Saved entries
= = = = =

Issue #1032, opened 2022-03-01
Disable HTTPS for CDNs


jkms:
### Problem description

Heroic does not appear to be working with my LanCache setup.  I suspect (but have not confirmed) that it's defaulting to SSL instead of HTTP.

### Feature description

Please add an option to force HTTP instead of HTTPS so that my LanCache server can cache downloads

### Alternatives

N/A

### Additional information

LanCache: https://lancache.net/

wiryfuture:
I think this might be an upstream issue as well bc i dont think legendary supports it.

arielj:
Actually, Legendary supports the `--no-https` option with this exact description `Download games via plaintext HTTP (like EGS), e.g. for use with a lan cache`, so it's should be fairly easy to implement (just a switch/boolean and adding the flag to the install command if the value is true)

PR #1538, opened 2022-06-29
[General] add optional '--no-https' flag for legendary args for LanCache compatibility

Keksgesicht:
fixes issue #1032 
Epic Games uses also only http for downloads.
This flag is default disabled, can be enabled via the advanced settings and gets applied to the uses of legendary commands "install", "update" and "repair".
New settings option has translations for english and german. Other languages are missing.

---

### DIFF
--- a/electron/legendary/games.ts
+++ b/electron/legendary/games.ts
@@ -293,12 +293,14 @@ class LegendaryGame extends Game {
       runner: 'legendary',
       status: 'updating'
     })
-    const { maxWorkers } = await GlobalConfig.get().getSettings()
+    const { maxWorkers, downloadNoHttps } =
+      await GlobalConfig.get().getSettings()
     const info = await Game.get(this.appName, 'legendary').getInstallInfo()
     const workers = maxWorkers ? ['--max-workers', `${maxWorkers}`] : []
+    const noHttps = downloadNoHttps ? ['--no-https'] : []
     const logPath = join(heroicGamesConfigPath, this.appName + '.log')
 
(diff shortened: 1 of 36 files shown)


Nocccer (approved):
LGTM

arielj:
How did you add the changes in the translation files? check this https://github.com/Heroic-Games-Launcher/HeroicGamesLauncher/wiki/Translations#how-to-add-new-translatable-strings

Currently languages other than english and german will show an empty string instead of english. You should only add the key and the fallback in the code and use `yarn i18next` to udpate the files. Then, to add the geman translation, you have to use weblate instead of the code directly.

electron/legendary/games.ts
```diff
@@ -369,10 +371,12 @@ class LegendaryGame extends Game {
     platformToInstall
   }: InstallArgs): Promise<{ status: 'done' | 'error' }> {
     const { maxWorkers } = await GlobalConfig.get().getSettings()
+    const { downloadNoHttps } = await GlobalConfig.get().getSettings()
```
arielj, line 374: You can do this here, so you don't have to request this twice:

```
const { maxWorkers, downloadNoHttps } = await GlobalConfig.get().getSettings()
```

arielj: same in line 296/7

arielj: and 462/3

CommandMC (approved):

flavioislima (approved):
LGTM! 👍🏽

PR #1539, opened 2022-06-30
Make Shortcuts on the Desktop executable

JakobDev:
I don't know why, but KDE shows a Warn symbol if a .desktop file on the Desktop is not executable and it asks if I want to start the Program when i click it. For some reason this is only needed on the Desktop and not the Menu.

Before:
grafik
grafik

After:
grafik

### DIFF
--- a/electron/shortcuts.ts
+++ b/electron/shortcuts.ts
@@ -41,6 +41,7 @@ Categories=Game;
         writeFile(desktopFile, shortcut, () => {
           logInfo(`Shortcut saved on ${desktopFile}`, LogPrefix.Backend)
         })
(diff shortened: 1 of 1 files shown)


arielj:
Do you know if this is ok with other desktop environments? I can try with Cinnamon which is what I use but links worked fine for me before anyway.

Nocccer:
I will try the old approach on pop_os. I also wanna refactor the shortcut backend.

Nocccer (changes requested):
Use https://www.geeksforgeeks.org/node-js-fs-chmod-method/ from graceful-fs
Instead of execAsync

PR #1541, opened 2022-07-01
[Fix] Quote environment variables in generated command

CommandMC:
Small thing, but we weren't quoting environment variables in the getCommand function, leading to commands like this:
```
WINEPREFIX=/home/commandmc/Games/Heroic/Prefixes/Akalabeth - World of Doom WINEFSYNC=1 ...
```
That's now fixed:
```
WINEPREFIX="/home/commandmc/Games/Heroic/Prefixes/Akalabeth - World of Doom" WINEFSYNC=1 ...
```
This is *not* a change relating to how commands are ran, this is just how they're represented

---

### DIFF
--- a/electron/launcher.ts
+++ b/electron/launcher.ts
@@ -616,7 +616,7 @@ function getLegendaryOrGogdlCommand(
         continue
       }
     }
-    formattedEnvVars.push(`${key}=${value}`)
+    formattedEnvVars.push(`${key}=${quoteIfNecessary(value)}`)
   }
 
   return [
--- a/electron/utils.ts
+++ b/electron/utils.ts
@@ -543,7 +543,11 @@ const formatEpicStoreUrl = (title: string) => {
 }
 
 function quoteIfNecessary(stringToQuote: string) {
-  if (stringToQuote.includes(' ')) {
+  if (
+    (stringToQuote.charAt(0) !== '"' ||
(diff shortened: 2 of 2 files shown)


Nocccer:
Please fix `quoteIfNecessary` with this 
```typescript
function quoteIfNecessary(stringToQuote: string) {
  if (stringToQuote.includes(' ')) {
  if (
    (stringToQuote.charAt(0) !== '"' ||
      stringToQuote.charAt(stringToQuote.length - 1) !== '"') &&
    stringToQuote.includes(' ')
  ) {
    return `"${stringToQuote}"`
  }
  return stringToQuote
}
```
Else some values will be double quoted.

CommandMC:
Done  
I'm not quite sure *how* you'd get a double-quoted value here though, especially if we combine this with your env var & wrapper changes

Nocccer:
> Done I'm not quite sure _how_ you'd get a double-quoted value here though, especially if we combine this with your env var & wrapper changes

You get this easy if someone is "clever" enough (like me :D) to quote the envs already in the frontend. And that happend in the old solution aswell. You always put quotes around strings with spaces, without checking if there are already quoted.

`string = "some string with sapces"`
`quoteIfNecessary(string)` returns `""some string with sapces""`

Nocccer (approved):

PR #1548, opened 2022-07-04
[General] Logging & launching improvements

CommandMC:
Main changes:
- Logs are now live (meaning new output is written to the file immediately instead of waiting for game exit)
- If an error happens, part of the log is still written (as much info as possible is provided, to help debug the issue)
- Errors themselves are now logged with a stacktrace (not too helpful in production since function & file names are minified, but might help in development)
- The "Error log"/"Game log" (stdout & stderr) split was removed, it's both in "Game log" again now
- The log now contains a timestamp

Other changes:
- `getRunnerCallWithoutCredentials` is exported again since it's needed for the new log behavior
- Some code cleanup, didn't bother to open a separate PR for just that
---

### DIFF
--- a/electron/games.ts
+++ b/electron/games.ts
@@ -23,8 +23,8 @@ abstract class Game {
 
   abstract appName: string
   abstract window: BrowserWindow
-  abstract getExtraInfo(namespace: string): Promise<ExtraInfo>
-  abstract getGameInfo(installPlatform?: string): Promise<GameInfo>
+  abstract getExtraInfo(): Promise<ExtraInfo>
+  abstract getGameInfo(installPlatform?: string): GameInfo
   abstract getInstallInfo(installPlatform?: string): Promise<InstallInfo>
   abstract getSettings(): Promise<GameSettings>
   abstract hasUpdate(): Promise<boolean>
@@ -39,7 +39,7 @@ abstract class Game {
   abstract syncSaves(arg: string, path: string): Promise<ExecResult>
   abstract uninstall(): Promise<ExecResult>
   abstract update(): Promise<{ status: 'done' | 'error' }>
-  abstract isNative(): Promise<boolean>
+  abstract isNative(): boolean
   abstract runWineCommand(
     command: string,
     altWineBin?: string,
--- a/electron/games.ts
+++ b/electron/games.ts
@@ -22,7 +22,7 @@ abstract class Game {
   public get logFileLocation() {
     return join(
       heroicGamesConfigPath,
-      `${this.appName.split(' ')[0]}-lastPlay.log`
+      `${this.appName}-lastPlay.log`
     )
   }
 
--- a/electron/games.ts
+++ b/electron/games.ts
@@ -5,7 +5,6 @@ import {
   GameSettings,
   InstallArgs,
   InstallInfo,
-  LaunchResult,
   Runner
 } from './types'
 
@@ -20,6 +19,12 @@ abstract class Game {
       return GOGGame.get(appName)
     }
   }
+  public get logFileLocation() {
+    return join(
+      heroicGamesConfigPath,
+      `${this.appName.split(' ')[0]}-lastPlay.log`
+    )
+  }
 
   abstract appName: string
   abstract window: BrowserWindow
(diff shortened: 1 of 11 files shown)


electron/games.ts
```diff
@@ -20,26 +19,32 @@ abstract class Game {
       return GOGGame.get(appName)
     }
   }
+  public get logFileLocation() {
+    return join(
+      heroicGamesConfigPath,
+      `${this.appName.split(' ')[0]}-lastPlay.log`
```
Nocccer, line 25:
```suggestion
      `${this.appName}-lastPlay.log`
```

electron/gog/games.ts
```diff
@@ -392,35 +395,43 @@ class GOGGame extends Game {
...
+      wrappers,
+      join(...Object.values(getGOGdlBin()))
     )
+    appendFileSync(
+      this.logFileLocation,
+      `Launch Command: ${fullCommand}
+
+Game Log:
+`
+    )
```
Nocccer, line 410: Maybe this is better readable?
```suggestion
    appendFileSync(
      this.logFileLocation,
      [`LAUNCH COMMAND: ${fullCommand}`, 'GAME LOG:'].join('\n'))
```

electron/legendary/games.ts
```diff
@@ -659,15 +657,29 @@ class LegendaryGame extends Game {
...
+      commandEnv,
+      wrappers,
+      join(...Object.values(getLegendaryBin()))
+    )
+    appendFileSync(
+      this.logFileLocation,
+      `Launch Command: ${fullCommand}
+
+Game Log:
+`
```
Nocccer, line 671: Same here. Maybe we think of a layout for games log aswell? Like general log has it? 
Calculated tabs/spaces etc.

electron/main.ts
```diff
@@ -814,60 +813,50 @@ ipcMain.handle(
...
+    writeFileSync(
+      game.logFileLocation,
+      `System Info:
 ${await getSystemInfo()}
 
-Game Settings: ${JSON.stringify(gameSettings, null, '\t')}
+Game Settings: ${JSON.stringify(await game.getSettings(), null, '\t')}
+
+Game launched at: ${startPlayingDate}
+
```
Nocccer, line 834: Don't like the way of writing this multiline strings. There should be a better way like string arrray etc.

E.g.:

```typescript
['first line', 'second line'].join('\n')
```

Nocccer (changes requested):
Have some suggestions and ideas we need to talk about.

electron/games.ts
CommandMC: Well, this was how the filename was originally generated. But I do agree that the split is useless, AppNames can't have spaces

electron/legendary/games.ts
CommandMC: In terms of a "layout" for these logs: I'd say the current format is *fine* for what it needs to do. No need to over-complicate it

electron/legendary/games.ts
```diff
@@ -665,10 +665,7 @@ class LegendaryGame extends Game {
     )
     appendFileSync(
       this.logFileLocation,
-      `Launch Command: ${fullCommand}
-
-Game Log:
-`
+      `Launch Command: ${fullCommand}\n\nGame Log:\n`
```
Nocccer, line 668:
```suggestion
    `Launch Command: ${fullCommand}\n` + 
          '\n' + 
          'Game Log:\n'
```

Nocccer (changes requested):
I left some suggestions. For me it is important to have readable strings in the source code. A string with 1-2 linebreaks is maybe readable and therefore fine, but multine strings should be fast readable, especially with alot of linebreaks.

electron/legendary/games.ts
CommandMC: Linting automatically changes this to `` `Launch Command: ${fullCommand}\n` + '\n' + 'Game Log:\n' ``

CommandMC:
> What do you think?

I honestly don't really mind. Whatever works works for me, if you want a specific style then I'll use that specific style

Nocccer (approved):
Sorry for this back adn forth.
I think the best way is to write code always in mind someone else needs to understand it possible with the least effort. So readable code is the key.

But LGTM now.

PR #1626, opened 2022-07-24
Fix incorrect variable passed to setupWineEnvVars

manueliglesiasgarcia:
This fixes protonfixes in ProtonGE for the GOG integration and allows to create workarounds for games https://github.com/GloriousEggroll/protonfixes

---

### DIFF
--- a/electron/launcher.ts
+++ b/electron/launcher.ts
@@ -229,8 +229,7 @@ async function prepareWineLaunch(game: LegendaryGame | GOGGame): Promise<{
     }
   }
 
-  const { folder_name: installFolderName } = game.getGameInfo()
-  const envVars = setupWineEnvVars(gameSettings, installFolderName)
+  const envVars = setupWineEnvVars(gameSettings, game.appName)
 
   return { success: true, envVars: envVars }
 }
@@ -321,7 +320,7 @@ function setupWineEnvVars(gameSettings: GameSettings, gameId = '0') {
   }
   if (wineVersion.type === 'proton') {
     // If we don't set this, GE-Proton tries to guess the AppID from the prefix path, which doesn't work in our case
-    ret.STEAM_COMPAT_APP_ID = '0'
+    ret.STEAM_COMPAT_APP_ID = `heroic-${gameId}`
     ret.SteamAppId = ret.STEAM_COMPAT_APP_ID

= = = = =

WORK INSTRUCTION:
Return, exactly as they stand, the lines from the start of the records above through the line with "Actually, Legendary supports", both ends included, and no other lines.

WRITTEN RESPONSE:
Issue #1032, opened 2022-03-01
Disable HTTPS for CDNs


jkms:
### Problem description

Heroic does not appear to be working with my LanCache setup.  I suspect (but have not confirmed) that it's defaulting to SSL instead of HTTP.

### Feature description

Please add an option to force HTTP instead of HTTPS so that my LanCache server can cache downloads

### Alternatives

N/A

### Additional information

LanCache: https://lancache.net/

wiryfuture:
I think this might be an upstream issue as well bc i dont think legendary supports it.

arielj:
Actually, Legendary supports the `--no-https` option with this exact description `Download games via plaintext HTTP (like EGS), e.g. for use with a lan cache`, so it's should be fairly easy to implement (just a switch/boolean and adding the flag to the install command if the value is true)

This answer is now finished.